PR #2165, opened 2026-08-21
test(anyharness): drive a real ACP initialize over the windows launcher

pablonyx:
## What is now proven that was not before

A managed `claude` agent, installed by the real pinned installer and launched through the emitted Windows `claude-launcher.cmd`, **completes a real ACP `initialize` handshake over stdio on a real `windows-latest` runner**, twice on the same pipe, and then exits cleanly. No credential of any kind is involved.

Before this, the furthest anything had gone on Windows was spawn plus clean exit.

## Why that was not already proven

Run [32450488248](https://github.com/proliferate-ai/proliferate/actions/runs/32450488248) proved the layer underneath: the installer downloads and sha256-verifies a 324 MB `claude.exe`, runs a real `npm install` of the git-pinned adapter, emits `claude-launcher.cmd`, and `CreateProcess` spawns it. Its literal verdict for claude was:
________________
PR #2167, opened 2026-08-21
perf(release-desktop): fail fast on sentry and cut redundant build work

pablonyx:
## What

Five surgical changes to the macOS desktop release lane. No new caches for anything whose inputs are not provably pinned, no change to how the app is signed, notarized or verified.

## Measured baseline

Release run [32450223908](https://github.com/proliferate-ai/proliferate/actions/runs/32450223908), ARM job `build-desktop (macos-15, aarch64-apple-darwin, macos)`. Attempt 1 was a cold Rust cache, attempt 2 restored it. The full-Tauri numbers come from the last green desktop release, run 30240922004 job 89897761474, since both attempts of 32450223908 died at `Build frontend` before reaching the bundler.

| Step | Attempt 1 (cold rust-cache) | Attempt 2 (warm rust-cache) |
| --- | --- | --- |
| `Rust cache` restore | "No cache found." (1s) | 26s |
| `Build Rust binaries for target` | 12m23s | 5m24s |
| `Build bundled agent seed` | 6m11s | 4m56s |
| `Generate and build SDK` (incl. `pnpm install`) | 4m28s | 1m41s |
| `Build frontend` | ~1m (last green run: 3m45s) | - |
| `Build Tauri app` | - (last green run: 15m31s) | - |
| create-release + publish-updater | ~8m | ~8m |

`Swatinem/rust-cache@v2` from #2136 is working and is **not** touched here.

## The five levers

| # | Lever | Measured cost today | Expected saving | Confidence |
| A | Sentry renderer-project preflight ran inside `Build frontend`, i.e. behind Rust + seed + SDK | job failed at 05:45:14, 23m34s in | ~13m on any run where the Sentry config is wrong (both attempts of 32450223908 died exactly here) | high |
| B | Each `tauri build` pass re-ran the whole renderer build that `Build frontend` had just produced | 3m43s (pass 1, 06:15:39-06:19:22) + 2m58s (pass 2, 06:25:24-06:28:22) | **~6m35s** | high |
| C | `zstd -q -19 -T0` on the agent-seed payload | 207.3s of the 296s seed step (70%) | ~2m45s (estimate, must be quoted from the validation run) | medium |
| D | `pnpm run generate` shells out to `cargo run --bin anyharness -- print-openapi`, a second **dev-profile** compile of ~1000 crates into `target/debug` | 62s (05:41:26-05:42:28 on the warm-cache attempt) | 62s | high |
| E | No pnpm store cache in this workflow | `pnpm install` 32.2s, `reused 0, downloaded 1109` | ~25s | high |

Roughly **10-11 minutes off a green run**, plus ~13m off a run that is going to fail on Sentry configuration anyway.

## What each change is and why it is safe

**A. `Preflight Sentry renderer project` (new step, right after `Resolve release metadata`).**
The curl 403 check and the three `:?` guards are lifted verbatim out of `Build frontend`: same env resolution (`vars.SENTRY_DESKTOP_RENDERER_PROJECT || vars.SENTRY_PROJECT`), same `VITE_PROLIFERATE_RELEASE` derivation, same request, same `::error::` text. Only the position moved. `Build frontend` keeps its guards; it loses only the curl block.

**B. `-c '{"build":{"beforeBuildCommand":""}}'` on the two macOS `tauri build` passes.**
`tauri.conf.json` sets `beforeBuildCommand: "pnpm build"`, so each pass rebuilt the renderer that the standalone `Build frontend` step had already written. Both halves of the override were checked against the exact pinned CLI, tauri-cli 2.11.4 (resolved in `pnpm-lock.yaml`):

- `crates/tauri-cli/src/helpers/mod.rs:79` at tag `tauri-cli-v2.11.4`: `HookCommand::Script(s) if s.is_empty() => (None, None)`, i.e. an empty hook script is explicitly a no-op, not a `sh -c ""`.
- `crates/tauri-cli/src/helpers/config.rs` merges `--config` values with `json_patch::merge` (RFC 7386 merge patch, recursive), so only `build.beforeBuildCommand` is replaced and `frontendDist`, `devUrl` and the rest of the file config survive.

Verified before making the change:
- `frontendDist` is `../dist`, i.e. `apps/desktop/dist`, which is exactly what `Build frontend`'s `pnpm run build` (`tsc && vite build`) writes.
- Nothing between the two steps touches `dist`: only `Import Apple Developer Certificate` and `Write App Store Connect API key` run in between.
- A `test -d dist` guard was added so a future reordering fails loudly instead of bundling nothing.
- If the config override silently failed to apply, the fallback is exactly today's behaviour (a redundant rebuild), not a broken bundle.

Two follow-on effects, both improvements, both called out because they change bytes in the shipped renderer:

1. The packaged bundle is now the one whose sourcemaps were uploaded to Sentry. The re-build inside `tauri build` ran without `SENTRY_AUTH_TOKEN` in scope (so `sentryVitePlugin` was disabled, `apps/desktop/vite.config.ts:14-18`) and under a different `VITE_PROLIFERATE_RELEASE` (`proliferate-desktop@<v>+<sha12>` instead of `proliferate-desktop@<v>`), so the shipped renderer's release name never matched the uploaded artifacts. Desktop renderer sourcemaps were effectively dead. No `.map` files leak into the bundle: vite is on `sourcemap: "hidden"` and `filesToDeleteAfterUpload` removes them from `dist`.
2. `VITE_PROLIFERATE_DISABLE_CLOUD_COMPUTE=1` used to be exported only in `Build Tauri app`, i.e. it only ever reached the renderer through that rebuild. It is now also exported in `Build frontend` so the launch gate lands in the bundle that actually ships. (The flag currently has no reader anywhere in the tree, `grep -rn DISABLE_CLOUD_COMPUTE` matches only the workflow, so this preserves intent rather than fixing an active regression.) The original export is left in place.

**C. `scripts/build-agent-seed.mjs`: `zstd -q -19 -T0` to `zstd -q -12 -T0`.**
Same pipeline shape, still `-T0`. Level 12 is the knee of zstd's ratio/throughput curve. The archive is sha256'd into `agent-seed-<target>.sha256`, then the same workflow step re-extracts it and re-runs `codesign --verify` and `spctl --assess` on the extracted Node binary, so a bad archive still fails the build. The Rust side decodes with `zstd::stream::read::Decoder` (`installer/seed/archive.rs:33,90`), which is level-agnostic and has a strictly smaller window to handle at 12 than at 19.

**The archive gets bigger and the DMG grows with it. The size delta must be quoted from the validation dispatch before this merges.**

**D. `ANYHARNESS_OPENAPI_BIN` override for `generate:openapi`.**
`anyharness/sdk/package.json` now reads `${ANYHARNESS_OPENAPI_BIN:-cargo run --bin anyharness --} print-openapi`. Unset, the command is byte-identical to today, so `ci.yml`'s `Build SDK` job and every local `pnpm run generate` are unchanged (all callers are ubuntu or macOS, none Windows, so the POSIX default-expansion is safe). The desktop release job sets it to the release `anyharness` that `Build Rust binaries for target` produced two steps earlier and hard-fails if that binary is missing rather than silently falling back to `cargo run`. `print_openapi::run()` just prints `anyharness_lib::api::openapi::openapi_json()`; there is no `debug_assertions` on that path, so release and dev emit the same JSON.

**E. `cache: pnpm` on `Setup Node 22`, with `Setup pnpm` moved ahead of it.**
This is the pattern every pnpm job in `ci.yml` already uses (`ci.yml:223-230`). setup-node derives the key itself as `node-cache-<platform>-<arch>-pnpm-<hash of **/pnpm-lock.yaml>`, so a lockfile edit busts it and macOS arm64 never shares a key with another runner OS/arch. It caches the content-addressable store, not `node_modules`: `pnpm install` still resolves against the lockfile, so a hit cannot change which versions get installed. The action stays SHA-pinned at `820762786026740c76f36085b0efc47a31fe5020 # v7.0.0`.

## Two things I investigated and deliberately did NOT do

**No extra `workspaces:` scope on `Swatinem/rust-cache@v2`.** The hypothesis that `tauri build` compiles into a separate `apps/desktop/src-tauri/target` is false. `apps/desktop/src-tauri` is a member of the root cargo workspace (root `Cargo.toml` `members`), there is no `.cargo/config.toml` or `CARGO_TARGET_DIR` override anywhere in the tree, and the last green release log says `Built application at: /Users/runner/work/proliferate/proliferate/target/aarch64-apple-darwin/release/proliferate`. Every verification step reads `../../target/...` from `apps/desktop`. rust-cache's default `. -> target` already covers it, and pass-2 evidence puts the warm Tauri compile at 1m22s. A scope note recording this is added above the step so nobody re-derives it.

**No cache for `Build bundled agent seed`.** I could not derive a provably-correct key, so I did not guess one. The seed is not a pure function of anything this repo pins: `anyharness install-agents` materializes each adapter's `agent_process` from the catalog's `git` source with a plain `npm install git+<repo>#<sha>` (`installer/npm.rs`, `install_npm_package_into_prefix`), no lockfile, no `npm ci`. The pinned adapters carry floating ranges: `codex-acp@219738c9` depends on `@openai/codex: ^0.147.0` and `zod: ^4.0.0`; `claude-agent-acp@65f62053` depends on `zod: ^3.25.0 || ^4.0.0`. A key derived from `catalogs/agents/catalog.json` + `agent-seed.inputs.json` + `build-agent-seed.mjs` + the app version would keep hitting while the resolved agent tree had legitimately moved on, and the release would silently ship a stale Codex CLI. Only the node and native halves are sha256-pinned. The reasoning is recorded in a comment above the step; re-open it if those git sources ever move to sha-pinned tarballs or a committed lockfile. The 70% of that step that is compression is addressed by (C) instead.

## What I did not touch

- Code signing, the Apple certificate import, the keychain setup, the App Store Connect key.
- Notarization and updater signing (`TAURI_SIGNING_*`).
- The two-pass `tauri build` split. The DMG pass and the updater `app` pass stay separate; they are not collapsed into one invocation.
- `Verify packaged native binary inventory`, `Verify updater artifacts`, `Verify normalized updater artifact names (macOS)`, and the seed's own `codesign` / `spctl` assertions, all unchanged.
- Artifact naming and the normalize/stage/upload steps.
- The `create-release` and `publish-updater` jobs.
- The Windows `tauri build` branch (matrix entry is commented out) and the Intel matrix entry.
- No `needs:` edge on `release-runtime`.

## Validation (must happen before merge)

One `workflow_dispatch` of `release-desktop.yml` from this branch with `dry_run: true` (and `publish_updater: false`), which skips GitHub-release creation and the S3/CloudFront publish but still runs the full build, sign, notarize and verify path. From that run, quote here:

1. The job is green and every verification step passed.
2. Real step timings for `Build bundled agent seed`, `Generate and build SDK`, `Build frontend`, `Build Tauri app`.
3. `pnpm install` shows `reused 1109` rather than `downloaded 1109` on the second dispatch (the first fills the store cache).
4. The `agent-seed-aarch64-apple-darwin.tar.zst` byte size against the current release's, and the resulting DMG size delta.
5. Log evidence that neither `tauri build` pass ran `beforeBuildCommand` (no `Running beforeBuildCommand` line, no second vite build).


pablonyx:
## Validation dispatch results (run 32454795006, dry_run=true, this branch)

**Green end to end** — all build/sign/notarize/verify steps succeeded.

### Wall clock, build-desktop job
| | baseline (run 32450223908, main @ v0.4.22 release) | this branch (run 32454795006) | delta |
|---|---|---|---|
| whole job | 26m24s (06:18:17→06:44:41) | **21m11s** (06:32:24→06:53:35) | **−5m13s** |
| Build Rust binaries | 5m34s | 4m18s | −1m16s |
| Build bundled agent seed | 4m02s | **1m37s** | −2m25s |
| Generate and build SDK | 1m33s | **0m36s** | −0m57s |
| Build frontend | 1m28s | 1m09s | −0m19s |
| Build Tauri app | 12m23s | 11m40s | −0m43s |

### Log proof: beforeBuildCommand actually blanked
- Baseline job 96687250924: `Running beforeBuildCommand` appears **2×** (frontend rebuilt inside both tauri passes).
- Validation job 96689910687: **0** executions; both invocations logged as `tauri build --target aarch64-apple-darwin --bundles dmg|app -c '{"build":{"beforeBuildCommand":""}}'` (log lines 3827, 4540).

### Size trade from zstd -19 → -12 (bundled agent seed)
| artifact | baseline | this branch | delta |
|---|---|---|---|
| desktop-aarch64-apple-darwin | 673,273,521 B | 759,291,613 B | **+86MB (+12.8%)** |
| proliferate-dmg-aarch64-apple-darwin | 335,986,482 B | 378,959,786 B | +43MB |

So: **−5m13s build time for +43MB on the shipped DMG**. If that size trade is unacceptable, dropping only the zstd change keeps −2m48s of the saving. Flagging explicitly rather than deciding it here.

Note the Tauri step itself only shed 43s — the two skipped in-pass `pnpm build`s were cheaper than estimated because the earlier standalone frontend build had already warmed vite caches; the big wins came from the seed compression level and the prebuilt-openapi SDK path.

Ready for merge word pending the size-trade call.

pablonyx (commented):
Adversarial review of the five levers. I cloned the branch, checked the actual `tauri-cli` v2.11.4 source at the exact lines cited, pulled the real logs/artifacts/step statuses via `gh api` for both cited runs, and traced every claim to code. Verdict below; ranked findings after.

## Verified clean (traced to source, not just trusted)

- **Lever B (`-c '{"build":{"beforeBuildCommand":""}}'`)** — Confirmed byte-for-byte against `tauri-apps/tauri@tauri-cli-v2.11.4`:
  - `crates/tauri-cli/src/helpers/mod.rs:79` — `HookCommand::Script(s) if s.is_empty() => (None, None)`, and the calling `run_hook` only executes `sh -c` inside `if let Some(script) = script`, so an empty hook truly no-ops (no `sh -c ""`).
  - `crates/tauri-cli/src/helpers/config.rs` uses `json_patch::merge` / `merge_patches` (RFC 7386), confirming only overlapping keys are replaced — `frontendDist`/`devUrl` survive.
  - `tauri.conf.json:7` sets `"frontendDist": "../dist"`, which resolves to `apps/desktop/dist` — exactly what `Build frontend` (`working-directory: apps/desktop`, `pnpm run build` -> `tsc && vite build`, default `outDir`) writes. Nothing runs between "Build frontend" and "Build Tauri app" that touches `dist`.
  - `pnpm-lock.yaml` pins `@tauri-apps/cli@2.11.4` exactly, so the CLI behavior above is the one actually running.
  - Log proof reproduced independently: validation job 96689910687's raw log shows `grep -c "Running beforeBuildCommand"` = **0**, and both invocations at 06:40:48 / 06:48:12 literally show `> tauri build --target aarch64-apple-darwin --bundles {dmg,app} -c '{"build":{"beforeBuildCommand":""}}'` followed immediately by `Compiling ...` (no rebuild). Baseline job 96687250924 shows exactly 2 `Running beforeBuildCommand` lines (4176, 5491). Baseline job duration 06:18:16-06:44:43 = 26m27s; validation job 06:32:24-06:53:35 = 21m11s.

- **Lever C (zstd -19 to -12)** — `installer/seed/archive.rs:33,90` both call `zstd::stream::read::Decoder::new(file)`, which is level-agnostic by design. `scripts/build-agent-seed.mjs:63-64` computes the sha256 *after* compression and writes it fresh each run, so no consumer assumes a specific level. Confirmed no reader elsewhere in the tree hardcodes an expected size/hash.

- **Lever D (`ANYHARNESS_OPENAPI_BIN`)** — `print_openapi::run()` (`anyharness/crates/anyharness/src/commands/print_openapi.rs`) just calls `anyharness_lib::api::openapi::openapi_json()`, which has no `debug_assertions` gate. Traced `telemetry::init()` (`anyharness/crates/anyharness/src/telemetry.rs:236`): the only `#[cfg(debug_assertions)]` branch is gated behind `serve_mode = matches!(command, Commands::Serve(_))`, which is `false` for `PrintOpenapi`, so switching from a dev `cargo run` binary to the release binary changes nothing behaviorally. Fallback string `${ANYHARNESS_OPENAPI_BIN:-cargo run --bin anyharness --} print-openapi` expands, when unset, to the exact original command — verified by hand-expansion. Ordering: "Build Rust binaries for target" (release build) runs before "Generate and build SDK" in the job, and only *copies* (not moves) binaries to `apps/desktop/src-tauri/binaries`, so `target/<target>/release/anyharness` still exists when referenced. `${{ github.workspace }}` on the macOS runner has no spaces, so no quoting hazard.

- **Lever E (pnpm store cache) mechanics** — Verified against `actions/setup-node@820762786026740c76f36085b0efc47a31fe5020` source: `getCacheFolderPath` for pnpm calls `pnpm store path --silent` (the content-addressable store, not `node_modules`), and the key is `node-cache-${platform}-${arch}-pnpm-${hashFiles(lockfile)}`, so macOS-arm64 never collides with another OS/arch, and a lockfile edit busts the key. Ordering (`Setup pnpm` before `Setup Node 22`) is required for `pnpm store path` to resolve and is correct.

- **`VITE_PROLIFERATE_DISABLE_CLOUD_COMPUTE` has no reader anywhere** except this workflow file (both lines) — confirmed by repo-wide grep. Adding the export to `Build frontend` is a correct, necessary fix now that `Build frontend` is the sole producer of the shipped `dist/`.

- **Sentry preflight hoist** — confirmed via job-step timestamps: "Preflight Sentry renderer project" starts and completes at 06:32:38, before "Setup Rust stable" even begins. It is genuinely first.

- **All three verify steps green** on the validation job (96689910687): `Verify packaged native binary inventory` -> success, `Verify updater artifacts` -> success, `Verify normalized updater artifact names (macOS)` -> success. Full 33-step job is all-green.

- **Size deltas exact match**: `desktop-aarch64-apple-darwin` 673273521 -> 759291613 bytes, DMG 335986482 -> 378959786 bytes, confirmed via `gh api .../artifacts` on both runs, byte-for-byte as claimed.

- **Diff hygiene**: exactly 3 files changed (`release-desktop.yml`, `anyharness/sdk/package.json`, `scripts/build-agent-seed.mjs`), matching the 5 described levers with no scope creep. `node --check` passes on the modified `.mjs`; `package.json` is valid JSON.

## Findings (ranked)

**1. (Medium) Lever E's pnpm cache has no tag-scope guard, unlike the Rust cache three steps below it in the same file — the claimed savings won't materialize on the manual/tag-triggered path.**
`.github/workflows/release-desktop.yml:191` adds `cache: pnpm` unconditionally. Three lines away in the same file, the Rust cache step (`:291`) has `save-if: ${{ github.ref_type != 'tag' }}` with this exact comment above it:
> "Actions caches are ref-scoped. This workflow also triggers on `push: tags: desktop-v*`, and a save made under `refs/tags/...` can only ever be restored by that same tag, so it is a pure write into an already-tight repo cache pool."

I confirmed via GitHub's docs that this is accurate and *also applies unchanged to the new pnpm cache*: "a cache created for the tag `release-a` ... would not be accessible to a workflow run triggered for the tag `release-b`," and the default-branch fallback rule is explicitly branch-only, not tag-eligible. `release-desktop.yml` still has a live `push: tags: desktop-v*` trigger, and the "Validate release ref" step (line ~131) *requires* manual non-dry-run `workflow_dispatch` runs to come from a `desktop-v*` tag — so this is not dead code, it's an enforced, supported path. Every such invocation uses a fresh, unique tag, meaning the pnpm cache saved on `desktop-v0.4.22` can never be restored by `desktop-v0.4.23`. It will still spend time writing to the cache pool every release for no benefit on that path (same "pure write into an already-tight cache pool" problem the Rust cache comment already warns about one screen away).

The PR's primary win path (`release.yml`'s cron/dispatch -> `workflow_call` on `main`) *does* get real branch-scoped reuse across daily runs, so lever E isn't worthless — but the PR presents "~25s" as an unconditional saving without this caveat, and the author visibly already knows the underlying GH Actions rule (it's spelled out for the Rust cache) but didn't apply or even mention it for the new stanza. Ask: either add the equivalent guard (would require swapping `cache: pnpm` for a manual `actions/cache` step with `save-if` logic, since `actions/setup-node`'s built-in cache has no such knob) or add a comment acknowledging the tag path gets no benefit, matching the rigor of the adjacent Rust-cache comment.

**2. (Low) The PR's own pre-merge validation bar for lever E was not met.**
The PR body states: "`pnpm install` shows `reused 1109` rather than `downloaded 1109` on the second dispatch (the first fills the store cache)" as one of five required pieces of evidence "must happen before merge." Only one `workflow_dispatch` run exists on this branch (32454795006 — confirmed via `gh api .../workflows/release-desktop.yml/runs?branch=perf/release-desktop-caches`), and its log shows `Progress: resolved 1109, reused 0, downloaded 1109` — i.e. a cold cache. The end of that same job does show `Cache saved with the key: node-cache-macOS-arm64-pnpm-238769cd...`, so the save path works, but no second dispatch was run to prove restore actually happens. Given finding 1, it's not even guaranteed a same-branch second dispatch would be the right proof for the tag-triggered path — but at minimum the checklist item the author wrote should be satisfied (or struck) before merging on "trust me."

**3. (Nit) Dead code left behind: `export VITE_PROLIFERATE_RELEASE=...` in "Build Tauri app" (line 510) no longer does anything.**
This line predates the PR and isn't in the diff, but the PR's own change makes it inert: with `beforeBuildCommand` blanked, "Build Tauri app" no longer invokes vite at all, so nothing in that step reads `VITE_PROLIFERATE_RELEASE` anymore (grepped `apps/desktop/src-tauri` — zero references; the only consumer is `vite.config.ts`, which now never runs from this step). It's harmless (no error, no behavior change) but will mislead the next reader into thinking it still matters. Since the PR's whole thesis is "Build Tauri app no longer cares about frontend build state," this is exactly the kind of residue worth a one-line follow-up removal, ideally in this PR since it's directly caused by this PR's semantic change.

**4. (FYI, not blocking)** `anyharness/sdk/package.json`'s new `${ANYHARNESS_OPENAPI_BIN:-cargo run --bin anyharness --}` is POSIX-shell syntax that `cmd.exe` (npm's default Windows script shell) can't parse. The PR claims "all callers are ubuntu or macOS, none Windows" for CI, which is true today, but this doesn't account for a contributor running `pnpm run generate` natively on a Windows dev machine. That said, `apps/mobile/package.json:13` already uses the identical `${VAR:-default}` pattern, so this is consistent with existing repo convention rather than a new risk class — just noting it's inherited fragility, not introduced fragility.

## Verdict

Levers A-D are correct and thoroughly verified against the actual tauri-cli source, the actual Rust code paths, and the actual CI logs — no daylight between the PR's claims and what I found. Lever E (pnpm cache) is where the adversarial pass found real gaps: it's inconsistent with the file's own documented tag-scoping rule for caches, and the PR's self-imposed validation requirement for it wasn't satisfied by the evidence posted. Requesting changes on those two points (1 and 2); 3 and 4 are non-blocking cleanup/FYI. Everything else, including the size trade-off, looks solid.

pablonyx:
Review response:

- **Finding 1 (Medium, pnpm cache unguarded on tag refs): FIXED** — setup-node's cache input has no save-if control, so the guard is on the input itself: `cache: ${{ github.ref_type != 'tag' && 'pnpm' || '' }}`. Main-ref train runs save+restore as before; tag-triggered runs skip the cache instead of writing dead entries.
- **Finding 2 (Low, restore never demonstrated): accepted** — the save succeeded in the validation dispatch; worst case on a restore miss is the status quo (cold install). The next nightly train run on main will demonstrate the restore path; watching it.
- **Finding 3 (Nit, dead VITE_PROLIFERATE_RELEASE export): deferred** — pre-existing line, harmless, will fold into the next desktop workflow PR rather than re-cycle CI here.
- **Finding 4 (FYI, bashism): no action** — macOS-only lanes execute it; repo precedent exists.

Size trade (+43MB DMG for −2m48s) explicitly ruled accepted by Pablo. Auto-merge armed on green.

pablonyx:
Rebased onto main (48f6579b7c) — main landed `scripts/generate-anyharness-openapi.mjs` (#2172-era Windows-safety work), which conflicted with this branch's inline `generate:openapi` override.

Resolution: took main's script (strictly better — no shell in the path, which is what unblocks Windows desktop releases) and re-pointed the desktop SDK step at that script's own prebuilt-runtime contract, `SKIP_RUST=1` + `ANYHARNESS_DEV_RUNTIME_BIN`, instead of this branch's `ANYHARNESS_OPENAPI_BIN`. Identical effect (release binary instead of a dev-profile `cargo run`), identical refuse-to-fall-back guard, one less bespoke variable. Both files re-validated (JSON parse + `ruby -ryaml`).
________________
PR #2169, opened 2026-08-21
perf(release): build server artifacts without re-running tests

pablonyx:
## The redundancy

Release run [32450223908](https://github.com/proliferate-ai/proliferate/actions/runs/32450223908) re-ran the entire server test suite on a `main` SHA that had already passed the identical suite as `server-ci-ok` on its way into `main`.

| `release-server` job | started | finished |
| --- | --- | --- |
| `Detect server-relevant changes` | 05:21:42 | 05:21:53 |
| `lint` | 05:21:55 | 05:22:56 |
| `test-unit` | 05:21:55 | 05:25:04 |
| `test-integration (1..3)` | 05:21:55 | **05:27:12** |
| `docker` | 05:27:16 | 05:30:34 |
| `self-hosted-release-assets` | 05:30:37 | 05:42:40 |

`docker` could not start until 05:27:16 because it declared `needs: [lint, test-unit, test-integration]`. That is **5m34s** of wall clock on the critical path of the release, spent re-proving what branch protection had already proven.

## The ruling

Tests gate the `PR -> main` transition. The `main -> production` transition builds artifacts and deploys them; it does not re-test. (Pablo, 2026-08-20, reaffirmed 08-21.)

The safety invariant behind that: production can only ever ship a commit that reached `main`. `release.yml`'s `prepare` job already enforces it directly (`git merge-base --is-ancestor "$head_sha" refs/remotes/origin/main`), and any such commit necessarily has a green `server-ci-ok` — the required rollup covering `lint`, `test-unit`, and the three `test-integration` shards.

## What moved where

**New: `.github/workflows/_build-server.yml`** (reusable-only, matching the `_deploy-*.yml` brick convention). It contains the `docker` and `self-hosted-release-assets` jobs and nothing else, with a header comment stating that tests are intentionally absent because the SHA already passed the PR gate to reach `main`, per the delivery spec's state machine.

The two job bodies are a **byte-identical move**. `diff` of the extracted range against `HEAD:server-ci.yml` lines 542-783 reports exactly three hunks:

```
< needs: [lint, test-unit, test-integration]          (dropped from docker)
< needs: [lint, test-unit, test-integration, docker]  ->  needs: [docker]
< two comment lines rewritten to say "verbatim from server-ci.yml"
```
________________
*TO DO:*
Among the lines above, repeat exactly those from the line with "- **Finding 4" to the line with "Rebased onto main", counting both ends.

*SOLUTION BELOW:*
- **Finding 4 (FYI, bashism): no action** — macOS-only lanes execute it; repo precedent exists.

Size trade (+43MB DMG for −2m48s) explicitly ruled accepted by Pablo. Auto-merge armed on green.

pablonyx:
Rebased onto main (48f6579b7c) — main landed `scripts/generate-anyharness-openapi.mjs` (#2172-era Windows-safety work), which conflicted with this branch's inline `generate:openapi` override.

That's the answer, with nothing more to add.